In the following example, the function fn is declared after alert, but by the time alert is executed, fn is already defined
alert(fn()); function fn() { return 'Hello world! '; }Copy the code
So the function is promoted twice, and the second time overwrites the first one, so the f after return is the function declared by the next statement in the return statement. Function f (){})(); F in f does not have a function promotion effect, it is an expression.
The title.
function f(){ return f; }
new f() instanceof f;Copy the code
The answer to false
How to understand?
New f(), first this operation creates a new object and calls the constructor function as its current context object. To put it simply,
new f();
I vaguely remember it said in advanced programming:
-
Create an empty object.
-
Copy the properties and methods from the class’s Prototype into the instance.
-
Call the class constructor with the empty object created in the first step as an argument to the class
By default, this is returned if the empty object is not overridden
var a = new Object;Copy the code
A instanceof Object is true when we look at f() and return f; So the new object is itself, and the constructor itself returns an instance of that object during new. But the return value of the function overrides the instance, and the new becomes null and void. Function f(){return this} or function f(){}.
var a = new f();
a instanceof f // falseCopy the code
It’s worth noting that Instanceof tests prototypes.
The title.
var x = [typeof x, typeof y][1];
typeof typeof x;Copy the code
This is an easy problem, just pay attention to the return type. X = [and] [1]; That is x = typeof y = ‘undefind’.
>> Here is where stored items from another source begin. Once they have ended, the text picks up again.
PR #3171, opened 2023-01-11
bug(sdk-core): send the passphrase as correct field for eddsa

pranavjain97:
Ticket: BG-00000
This was a bug introduced as part of a refactor from this PR: https://github.com/BitGo/BitGoJS/pull/3102


LeoKotschenreuther (dismissed):
I wonder whether we could add a unit test that could detect this? If anything let's do that as a followup.

joey-bai:
+1 to Leo.

We have a test, which uses Sinon to stub functions: https://github.com/BitGo/BitGoJS/blob/master/modules/bitgo/test/v2/unit/keychains.ts#L271-L282

I think this could have been caught if we verified the stubbed functions were called with specific arguments (guide: https://masteringjs.io/tutorials/sinon/stub-called-with)

joey-bai (approved):

byhow (approved):

PR #3177, opened 2023-01-17
feat(prime): add ofc stellar usdc token

ppong:
Ticket: BG-62133

### DIFF
--- a/modules/statics/src/ofc.ts
+++ b/modules/statics/src/ofc.ts
@@ -237,3 +237,98 @@ export function tofcerc20(
     })
   );
 }
+
+/**
+ * Factory function for ofc stellar token instances.
+ *
+ * @param name unique identifier of the coin
+ * @param fullName Complete human-readable name of the coin
+ * @param network Network object for this coin
+ * @param decimalPlaces Number of decimal places this coin supports (divisibility exponent)
+ * @param asset Asset which this coin represents. This is the same for both mainnet and testnet variants of a coin.
+ * @param kind Differentiates coins which represent fiat assets from those which represent crypto assets
+ * @param prefix? Optional coin prefix. Defaults to empty string
+ * @param suffix? Optional coin suffix. Defaults to coin name.
+ * @param isToken? Whether or not this account coin is a token of another coin
+ * @param features? Features of this coin. Defaults to the DEFAULT_FEATURES defined in `OfcCoin`
+ * @param primaryKeyCurve The elliptic curve for this chain/token
+ */
+export function ofcStellarToken(
+  name: string,
+  fullName: string,
+  decimalPlaces: number,
+  asset: UnderlyingAsset,
+  kind: CoinKind = CoinKind.CRYPTO,
+  features: CoinFeature[] = OfcCoin.DEFAULT_FEATURES,
+  prefix = '',
+  suffix: string = name.toUpperCase(),
+  network: OfcNetwork = Networks.main.ofc,
+  isToken = true,
+  addressCoin = 'xlm',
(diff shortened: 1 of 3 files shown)


garrett-bitgo:
This looks good to me but I won't approve it just yet. I've not gone through the process of adding new coin pairs so I'd like to see if either @jeremypfeifer or @drew-bitgo could take a look when they have time.

modules/statics/src/ofc.ts
```diff
@@ -237,3 +237,98 @@ export function tofcerc20(
...
+ */
+export function ofcStellarToken(
+  name: string,
+  fullName: string,
+  decimalPlaces: number,
+  asset: UnderlyingAsset,
+  kind: CoinKind = CoinKind.CRYPTO,
+  features: CoinFeature[] = OfcCoin.DEFAULT_FEATURES,
+  prefix = '',
+  suffix: string = name.replace(/^ofc/, '').toUpperCase(),
```
amit-yeles-bitgo, line 264: Hm I am not super familiar with adding tokens that aren't erc20s, so I don't have a lot of useful feedback here. One thing though is I noticed `name.replace(/^ofc/, '')` which is something we want to get rid of. In this case it is fine but I see that it is used all over this ofc file. @drew-bitgo Is this something we need to also remove at some point?

drew-bitgo: We dont use `suffix` for anything today, to my knowledge. This is more of a legacy thing that we have due to the base coin types in the sdk. Since its our team that is doing the conversions from ofc to backing 90% of the time, I dont think its a problem, but I would rather have this just be the name, so we dont fall into that trap (and this way, it may help us find places that are using suffix incorrectly)
```suggestion
  suffix: string = name.toUpperCase(),
```

modules/statics/src/ofc.ts
```diff
@@ -237,3 +237,98 @@ export function tofcerc20(
...
+ */
+export function tofcStellarToken(
+  name: string,
+  fullName: string,
+  decimalPlaces: number,
+  asset: UnderlyingAsset,
+  kind: CoinKind = CoinKind.CRYPTO,
+  features: CoinFeature[] = OfcCoin.DEFAULT_FEATURES,
+  prefix = '',
+  suffix: string = name.replace(/^ofc/, '').toUpperCase(),
```
drew-bitgo, line 311:
```suggestion
  suffix: string = name.toUpperCase(),
```

jeremypfeifer (dismissed):

modules/statics/src/ofc.ts
ppong: fixed

modules/statics/src/ofc.ts
ppong: fixed

modules/statics/src/ofc.ts
```diff
@@ -237,3 +237,98 @@ export function tofcerc20(
...
+ */
+export function ofcStellarToken(
+  name: string,
+  fullName: string,
+  decimalPlaces: number,
+  asset: UnderlyingAsset,
+  kind: CoinKind = CoinKind.CRYPTO,
+  features: CoinFeature[] = OfcCoin.DEFAULT_FEATURES,
+  prefix = '',
+  suffix: string = name.toUpperCase(),
```
drew-bitgo, line 264: For onlookers, historically `suffix` was used in place of `backing coin`, to prevent this confusion we will NOT be removing 'ofc' from the name for the suffix. While we work on implementing these new tokens, we will surface any issues found, if any, and resolve them, before updating erc20 and base ofc suffix

drew-bitgo (approved):

PR #3178, opened 2023-01-18
fix: removing generic typing from typeddata associated with eip712

jeanlarrieux:
`HSM` is now expecting a stringify JSON instead of JSON object. Also need `messageEncoded` to be a hex string of the Buffer instead of just a string represenation, as string representation leads to issues recreating the Buffer in `WP` due to encoding.

Ticket: BG-63009

### DIFF
--- a/modules/sdk-coin-eth/src/eth.ts
+++ b/modules/sdk-coin-eth/src/eth.ts
@@ -54,7 +54,7 @@ import type * as EthCommon from '@ethereumjs/common';
 import { calculateForwarderV1Address, getProxyInitcode, KeyPair as KeyPairLib } from './lib';
 import { addHexPrefix, stripHexPrefix } from 'ethereumjs-util';
 import BN from 'bn.js';
-import { TypedDataUtils, SignTypedDataVersion } from '@metamask/eth-sig-util';
+import { TypedDataUtils, SignTypedDataVersion, TypedMessage } from '@metamask/eth-sig-util';
 
 export { Recipient, HalfSignedTransaction, FullySignedTransaction };
 
@@ -2096,13 +2096,13 @@ export class Eth extends BaseCoin {
    * @param typedData the typed data to prepare
    * @return a buffer of the result
    */
-  encodeTypedData(typedData: TypedData<never>): Buffer {
+  encodeTypedData(typedData: TypedData): Buffer {
     const version = typedData.version;
     if (version === SignTypedDataVersion.V1) {
       throw new Error('SignTypedData v1 is not supported due to security concerns');
     }
-
-    const sanitizedData = TypedDataUtils.sanitizeData(typedData.typedDataRaw);
+    const typedDataRaw = JSON.parse(typedData.typedDataRaw);
+    const sanitizedData = TypedDataUtils.sanitizeData(typedDataRaw as unknown as TypedMessage<any>);
     const parts = [Buffer.from('1901', 'hex')];
     const eip712Domain = 'EIP712Domain';
     parts.push(TypedDataUtils.hashStruct(eip712Domain, sanitizedData.domain, sanitizedData.types, version));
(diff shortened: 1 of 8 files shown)


modules/sdk-coin-eth/src/eth.ts
```diff
@@ -2096,15 +2096,16 @@ export class Eth extends BaseCoin {
...
     if (version === SignTypedDataVersion.V1) {
       throw new Error('SignTypedData v1 is not supported due to security concerns');
     }
-
-    const sanitizedData = TypedDataUtils.sanitizeData(typedData.typedDataRaw);
+    const typedDataRaw = JSON.parse(typedData.typedDataRaw);
+    const sanitizedData = TypedDataUtils.sanitizeData(typedDataRaw as unknown as TypedMessage<any>);
     const parts = [Buffer.from('1901', 'hex')];
     const eip712Domain = 'EIP712Domain';
+    console.log('jeannius typedDataRaw: ', typedDataRaw);
```
mmcshinsky-bitgo, line 2108: console.log

modules/sdk-coin-eth/src/eth.ts
```diff
@@ -2096,15 +2096,16 @@ export class Eth extends BaseCoin {
    * @param typedData the typed data to prepare
    * @return a buffer of the result
    */
-  encodeTypedData(typedData: TypedData<never>): Buffer {
+  encodeTypedData(typedData: TypedData): Buffer {
```
mmcshinsky-bitgo, line 2099: Changes to a required parameters on a public method is a breaking change. Needs to be documented in its' own commit for `sdk-coin-eth` separate from other modules.

mmcshinsky-bitgo (changes requested):

modules/sdk-coin-eth/src/eth.ts
```diff
@@ -2096,13 +2096,13 @@ export class Eth extends BaseCoin {
    * @param typedData the typed data to prepare
    * @return a buffer of the result
    */
-  encodeTypedData(typedData: TypedData<never>): Buffer {
```
olibeyene, line 2099: this is a breaking change

modules/sdk-core/src/bitgo/utils/tss/baseTypes.ts
```diff
@@ -119,8 +119,8 @@ export interface PopulatedIntentForMessageSigning extends PopulatedIntentBase {
   custodianMessageId?: string;
 }
 
-export interface PopulatedIntentForTypedDataSigning<T extends MessageTypes> extends PopulatedIntentBase {
-  messageRaw: TypedMessage<T>;
+export interface PopulatedIntentForTypedDataSigning extends PopulatedIntentBase {
+  messageRaw: string;
```
olibeyene, line 123: this is also a breaking change

modules/sdk-core/src/bitgo/wallet/wallet.ts
```diff
@@ -2788,7 +2788,7 @@ export class Wallet implements IWallet {
           intentType: 'signMessage',
           isTss: true,
           messageRaw: params.message.messageRaw,
-          messageEncoded: params.message?.messageEncoded ?? '',
+          messageEncoded: Buffer.from(params.message?.messageEncoded ?? '').toString('hex'),
```
olibeyene, line 2791: if params.message?.messageEncoded is null, you should throw an error

olibeyene (changes requested):
most of these change are breaking changes. please follow the developer relations guideline

modules/sdk-core/src/bitgo/wallet/wallet.ts
jeanlarrieux: well the point was that future evm chains may not have encoding for message, hence why I made `messageEncoded` optional. If we are to throw an error, might as well make it mandatory.

olibeyene: gotcha

modules/sdk-coin-eth/src/eth.ts
olibeyene: resolving this request since this feature are not live even though they are breaking changes

olibeyene (dismissed):

mmcshinsky-bitgo (approved):

olibeyene (approved):

PR #3180, opened 2023-01-18
chore(sdk-evm): project init

jeanlarrieux:
Ticket: BG-62333

### DIFF
--- a/modules/sdk-evm/package.json
+++ b/modules/sdk-evm/package.json
@@ -10,7 +10,16 @@
     "check-fmt": "prettier --check .",
     "clean": "rm -r ./dist",
     "lint": "eslint --quiet .",
-    "prepare": "npm run build"
+    "prepare": "npm run build",
+    "fmt": "prettier --write '{src,test}/**/*.{ts,js,json}'"
+  },
+  "dependencies": {
+    "@bitgo/sdk-core": "^5.0.0",
+    "@bitgo/statics": "^13.1.0"
+  },
+  "devDependencies": {
+    "@bitgo/sdk-api": "^1.9.5",
+    "@bitgo/sdk-test": "^1.2.10"
   },
   "author": "Bitgo DEFI Team <defi-team@bitgo.com>",
   "license": "MIT",
--- a/modules/sdk-evm/package.json
+++ b/modules/sdk-evm/package.json
@@ -1,0 +1,39 @@
+{
+  "name": "@bitgo/sdk-evm",
+  "version": "1.0.0",
+  "description": "Bitgo SDK library for EVM Wallets",
+  "main": "./dist/src/index.js",
+  "type": "./dist/src/index.d.ts",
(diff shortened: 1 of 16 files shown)


modules/sdk-evm/src/evmWallets.ts
```diff
@@ -0,0 +1,107 @@
...
+    return newWallet;
+  }
+
+  /**
+   * Calls Bitgo API to create an EVM wallet.
+   * @param params
+   * @private
+   */
+  private async createEVMWallet(params: EvmWalletParams): Promise<EvmWallet> {
+    const urlPath = 'api/v2/evmwallets';
```
karankurbur, line 104: api/v2/wallets/evm

modules/sdk-evm/src/types.ts
```diff
@@ -0,0 +1,17 @@
+export const supportedCoins: string[] = ['eth', 'bsc', 'polygon', 'gteth', 'tbsc', 'tpolygon'];
```
bitgoAaron, line 1: this looks like it might be better as an array of `CoinFamily`.

```suggestion
import { CoinFamily } from '@bitgo/statics';
export const supportedCoins: CoinFamily[] = [CoinFamily.ETH, CoinFamily.BSC, CoinFamily.POLYGON]
```

modules/bitgo/package.json
```diff
@@ -83,6 +83,7 @@
     "@bitgo/sdk-coin-xtz": "^1.4.10",
     "@bitgo/sdk-coin-zec": "^1.3.10",
     "@bitgo/sdk-core": "^5.0.0",
+    "@bitgo/sdk-evm": "^1.0.0",
```
bitgoAaron, line 86: let's avoid adding this here until we're ready to release it.

bitgoAaron (changes requested):
See comments

modules/bitgo/package.json
jeanlarrieux: I won't be able to have unit test without adding this to `modules/bitgo`

modules/sdk-evm/package.json
```diff
@@ -0,0 +1,45 @@
...
+    "fmt": "prettier --write .",
+    "check-fmt": "prettier --check .",
+    "clean": "rm -r ./dist",
+    "lint": "eslint --quiet .",
+    "prepare": "npm run build"
+  },
+  "dependencies": {
+    "@bitgo/sdk-api": "^1.9.5",
+    "@bitgo/sdk-core": "^5.0.0",
+    "@bitgo/sdk-test": "^1.2.10",
```
bitgoAaron, line 18: sdk-test is a private package, should go in the `devDependencies`. `sdk-api` is only used by your tests, so it should also go in `devDependencies`

bitgoAaron (approved):

bitgoAaron (approved):

PR #3182, opened 2023-01-18
feat(utxo-lib): do not require previous transactions for zcash

davidkaplanbitgo:
Treat Zcash transactions as Bitcoin Segwit transactions to not using previous transactions because the value is hashed in non-segwit transactions

BG-65554

### DIFF
--- a/modules/utxo-lib/test/bitgo/wallet/util.ts
+++ b/modules/utxo-lib/test/bitgo/wallet/util.ts
@@ -1,4 +1,4 @@
-import { Network } from '../../../src';
+import { getMainnet, Network, networks } from '../../../src';
 import {
   formatOutputId,
   WalletUnspent,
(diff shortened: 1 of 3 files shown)


modules/utxo-lib/test/bitgo/wallet/util.ts
```diff
@@ -118,7 +118,10 @@ export function mockWalletUnspent<TNumber extends number | bigint>(
       BigInt(value),
       network
     );
-    const unspent = isSegwit(chain) ? fromOutput(prevTransaction, vout) : fromOutputWithPrevTx(prevTransaction, vout);
+    const unspent =
```
brandonblack, line 121: Is there also some test code (or fixtures) that are creating prevtxs for zcash unnecessarily?

brandonblack (commented):
1 Question, otherwise LGTM

modules/utxo-lib/test/bitgo/wallet/util.ts
davidkaplanbitgo: AFAIK no

brandonblack (approved):

PR #3183, opened 2023-01-18
fix(ecdsa): allow sync paillier key generation for ovc

islamaminBitGo:
Some UI components like OVC that uses electron can not use node Workers. This PR adds a way to generate a public/private key pair in a Paillier cryptosystem synchronously, so that OVC can use the keyShare function.


Logicwax (approved):

bitgoAaron (changes requested):
can you update the JSDoc for this function that describes what this is doing

islamaminBitGo:
> can you update the JSDoc for this function that describes what this is doing

good point, added an explanation for the sync parameter.

bitgoAaron (approved):

PR #3184, opened 2023-01-18
refactor(tss): always use a distinct backup gpg key

brekiy:
Modifies the `createKeychains` functions for EdDSA, ECDSA, and BLS-DKG to generate and use distinct user and backup GPG keys.

BG-62364


modules/sdk-core/src/bitgo/utils/tss/ecdsa/ecdsa.ts
```diff
@@ -231,6 +235,7 @@ export class EcdsaUtils extends baseTSSUtils<KeyShare> {
   async createBackupKeychain({
     userGpgKey,
```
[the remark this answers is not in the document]
LeoKotschenreuther: On second thought it might get used soon again once we verify the u value proofs.

LeoKotschenreuther (commented):
Just some nits, otherwise great work!

modules/sdk-core/src/bitgo/utils/tss/ecdsa/ecdsa.ts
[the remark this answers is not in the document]
brekiy: Yep I figured it would be safer to leave it in place for any other changes in case they're required.

brekiy:
Rebased to fix merge conflict

modules/sdk-core/src/bitgo/utils/tss/ecdsa/ecdsa.ts
```diff
@@ -317,8 +323,8 @@ export class EcdsaUtils extends baseTSSUtils<KeyShare> {
       ],
       userGPGPublicKey: userGpgKey.publicKey,
       // BitGo is the only supported third party backup as of now, so the
-      // backup GPG key is the same as bitgo GPG key. Else user holds backup.
-      backupGPGPublicKey: isThirdPartyBackup ? bitgoPublicGpgKey.armor() : userGpgKey.publicKey,
+      // backup GPG key is the same as bitgo GPG key. Else use the provided backupGpgKey.
+      backupGPGPublicKey: isThirdPartyBackup ? bitgoPublicGpgKey.armor() : backupGpgKey.publicKey,
```
Logicwax, line 327: im confused about this logic here.  if `isThirdPartyBackup` is true (implying theres a third party backup provider), don't we want to use `backupGpgKey.publicKey`?

brekiy: The comment about `Bitgo is the only supported third party` confused me. I only changed the false condition since we're now passing in the backup key. In that case, will the user still hold the backup? 
```suggestion
      backupGPGPublicKey: isThirdPartyBackup ? backupGpgKey.publicKey : userGpg.publicKey,
```

LeoKotschenreuther (approved):

modules/sdk-core/src/bitgo/utils/tss/ecdsa/ecdsa.ts
Logicwax: that still doesn't clear up my confusion though.   even if the HSM generates the backup share, wouldn't you want this logic flipped?    as in, if `isThirdPartyBackup` is true, then use the backup key.   otherwise, use bitgo's public key if it's not.

>I think this line will have to change soon once BitGo Trust takes over the storage of the backup keys but for now I think that making this change is unrelated to the current PR/ Jira ticket and hence I'm ok with merging as is.

when trust takes over holding the backup share, they should be treated no different than any other backup provider (such as in the case of all OVC wallets, for now, which have a separate backup key for the backup party).    the backup key should always be the backup key that is provided, regardless.

Logicwax: considering this PR was merged already, I think another PR needs to be made to correct this.   We need to make sure a distinct backup key is always used.   There are no cases where the `userGpg.publicKey` should be used whatsoever.   

Please change this to: `backupGPGPublicKey: backupGpgKey.publicKey`

PR #3188, opened 2023-01-19
feat(sdk-core): add keepAlive as a whitelisted consolidate param

michael-gallegos-bg:
KeepAlive is a flag used currently in the Polkadot consolidation flow. It determines whether or not to sweep the minimum funding amount of an address during a consolidation tx.

TICKET: BG-66035

### DIFF
--- a/modules/sdk-core/src/bitgo/wallet/wallet.ts
+++ b/modules/sdk-core/src/bitgo/wallet/wallet.ts
@@ -211,7 +211,16 @@ export class Wallet implements IWallet {
    * This is a strict sub-set of prebuildWhitelistedParams
    */
   prebuildConsolidateAccountParams(): string[] {
-    return ['consolidateAddresses', 'feeRate', 'maxFeeRate', 'memo', 'validFromBlock', 'validToBlock', 'preview'];
+    return [
+      'consolidateAddresses',
+      'feeRate',
+      'maxFeeRate',
+      'memo',
+      'validFromBlock',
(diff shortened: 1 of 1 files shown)


modules/sdk-core/src/bitgo/wallet/wallet.ts
```diff
@@ -211,7 +211,16 @@ export class Wallet implements IWallet {
...
+    return [
+      'consolidateAddresses',
+      'feeRate',
+      'maxFeeRate',
+      'memo',
+      'validFromBlock',
+      'validToBlock',
+      'preview',
+      'keepAlive',
+    ];
```
byhow, line 223: Does this need to be in `core` instead of `sdk-coin-dot` implementation? Maybe through inheritance since this is dot only?

michael-gallegos-bg: This is to update the list of whitelisted params when building/sending account consolidations at the wallet level.
Example call via an SDK script:
```
const consolidationTxs = await walletInstance.sendAccountConsolidations({
    walletPassphrase: walletPassphrase,
    keepAlive: false,
  });
```

If there is somewhere I should move this param flag to let me know.

michael-gallegos-bg: Just pushed an update that adds it to the appropriate jsdocs as well

byhow (approved):

PR #3189, opened 2023-01-19
feat(sdk-coin-atom): create atom module

michael-gallegos-bg:
Create the module and skeleton class for the Cosmos token ATOM.

TICKET: BG-64363

### DIFF
--- a/modules/sdk-coin-atom/src/atom.ts
+++ b/modules/sdk-coin-atom/src/atom.ts
@@ -1,0 +1,97 @@
+import {
+  BaseCoin,
+  BitGoBase,
+  ExplanationResult,
+  KeyPair,
+  MPCAlgorithm,
+  ParsedTransaction,
+  ParseTransactionOptions,
+  SignedTransaction,
+  SignTransactionOptions,
+  UnsignedTransaction,
+  VerifyAddressOptions,
+  VerifyTransactionOptions,
+} from '@bitgo/sdk-core';
+
+import { BaseCoin as StaticsBaseCoin, CoinFamily } from '@bitgo/statics';
+
+export class Atom extends BaseCoin {
+  protected readonly _staticsCoin: Readonly<StaticsBaseCoin>;
+  protected constructor(bitgo: BitGoBase, staticsCoin?: Readonly<StaticsBaseCoin>) {
+    super(bitgo);
+
+    if (!staticsCoin) {
+      throw new Error('missing required constructor parameter staticsCoin');
+    }
+
+    this._staticsCoin = staticsCoin;
+  }
+
+  static createInstance(bitgo: BitGoBase, staticsCoin?: Readonly<StaticsBaseCoin>): BaseCoin {
+    return new Atom(bitgo, staticsCoin);
+  }
+
+  /**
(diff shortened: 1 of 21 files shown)


modules/sdk-coin-atom/src/atom.ts
```diff
@@ -0,0 +1,97 @@
...
+  }
+
+  public getFullName(): string {
+    return 'Cosmos';
+  }
+
+  /** @inheritDoc */
+  supportsTss(): boolean {
+    return true;
+  }
```
joey-bai, line 56: is there some account features prop we can use from static coin?

modules/sdk-coin-atom/src/atom.ts
```diff
@@ -0,0 +1,97 @@
...
+
+  getMPCAlgorithm(): MPCAlgorithm {
+    return 'eddsa';
+  }
```
joey-bai, line 60: should this be ecdsa?
also, can we have this be derived from static coin?

modules/sdk-coin-atom/src/tatom.ts
```diff
@@ -0,0 +1,39 @@
+/**
+ * Testnet Cosmos
+ *
+ * @format
+ */
+import { BaseCoin, BitGoBase } from '@bitgo/sdk-core';
+import { Atom } from './atom';
+import { BaseCoin as StaticsBaseCoin } from '@bitgo/statics';
+
+export class Tatom extends Atom {
```
joey-bai, line 10: similar comments on leveraging static coin where possible.

modules/sdk-coin-atom/src/atom.ts
michael-gallegos-bg: Yes it should, and as for deriving from the static coin type not as simply as I can tell - we could make it an attribute of the StaticCoin type in the future if we'd like to do a bit of refactoring.

modules/sdk-coin-atom/src/atom.ts
michael-gallegos-bg: Just commented on the other comment - but I think it might be good to add these as statics attributes in the near future. We can follow that up in a separate PR. I created a ticket - https://bitgoinc.atlassian.net/browse/BG-66189

modules/sdk-coin-atom/src/atom.ts
```diff
@@ -0,0 +1,97 @@
...
+    return 'atom';
+  }
+
+  public getFamily(): string {
+    return 'atom';
+  }
+
+  public getFullName(): string {
+    return 'Cosmos';
+  }
```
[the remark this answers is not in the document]
michael-gallegos-bg: Yes

joey-bai (approved):

modules/sdk-coin-atom/src/index.ts
```diff
@@ -0,0 +1,2 @@
+export * from './atom';
+export * from './tatom';
```
mmcshinsky-bitgo, line 2: Needs new `register` method added to other coin modules.

michael-gallegos-bg: Already working on including it in my next PR, ty!

PR #6355, opened 2025-06-25
chore: dynamic import

ppongbitgo:


OttoAllmendinger (changes requested):
`Descriptor` is an actual class, so I don't think this works

PR #6365, opened 2025-06-27
feat(express): add name field with default name on error

starfy84:
Ticket: DX-1197

This PR ensures that the name field is populated when there's an error. Additionally, if the error does not have a name, the name will be set to "BitGoExpressError" by default.


Taseen08 (approved):
LGTM

PR #6380, opened 2025-07-01
refactor(utxo-core): trimMessagePrefix fix function

christopher-fong:
TICKET: BTC-2235
Fixed the trimMessagePrefix function as it was trimming the message wrong and leaving a space in the beginning

### DIFF
--- a/modules/utxo-core/src/paygo/trimMessagePrefix.ts
+++ b/modules/utxo-core/src/paygo/trimMessagePrefix.ts
@@ -2,24 +2,24 @@ import * as utxolib from '@bitgo/utxo-lib';
 
 /** We receive a proof in the form:
  * 0x18Bitcoin Signed Message:\n<varint_length><ENTROPY><ADDRESS><UUID>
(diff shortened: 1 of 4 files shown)


modules/utxo-core/test/paygo/psbt/payGoAddressProof.ts
```diff
@@ -131,3 +134,37 @@ describe('getPaygoAddressProofIndex', () => {
     );
   });
 });
+
+// Small test to verify, leave in this test file
```
OttoAllmendinger:
```suggestion
```

modules/utxo-core/src/paygo/trimMessagePrefix.ts
```diff
@@ -11,15 +11,16 @@ import * as utxolib from '@bitgo/utxo-lib';
  */
 export function trimMessagePrefix(proof: Buffer): Buffer {
```
OttoAllmendinger, line 11: change the jsdoc so that it describes what this func does (the reason why it does that is secondary)

OttoAllmendinger (changes requested):

PR #6382, opened 2025-07-02
feat: add icp staking flow

Gautam2305:
Ticket: SC-1970


Gautam2305:
flushing - not required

Typeof returns a string, so typeof typeof must be ‘string’.
Topic 13
function(foo){
return typeof foo.bar;
})({ foo: { bar: 1 } });Copy the code
The answer to “undefined”
Another disgusting question, pure word play, take a close look.
Let’s break it down
var baz = { foo: { bar: 1 } };
(function(foo){
return typeof foo.bar;
})(baz);Copy the code
Remove function association
var baz = { foo: { bar: 1 } };
var foo = baz;
typeof foo.bar;Copy the code
Finally, we remove the intermediate variable foo by substitution
var baz = { foo: { bar: 1 } };
typeof baz.bar;Copy the code
So now it’s clear that baz is not defined in the property; It is defined as baz.foo, so the result is: “undefined”.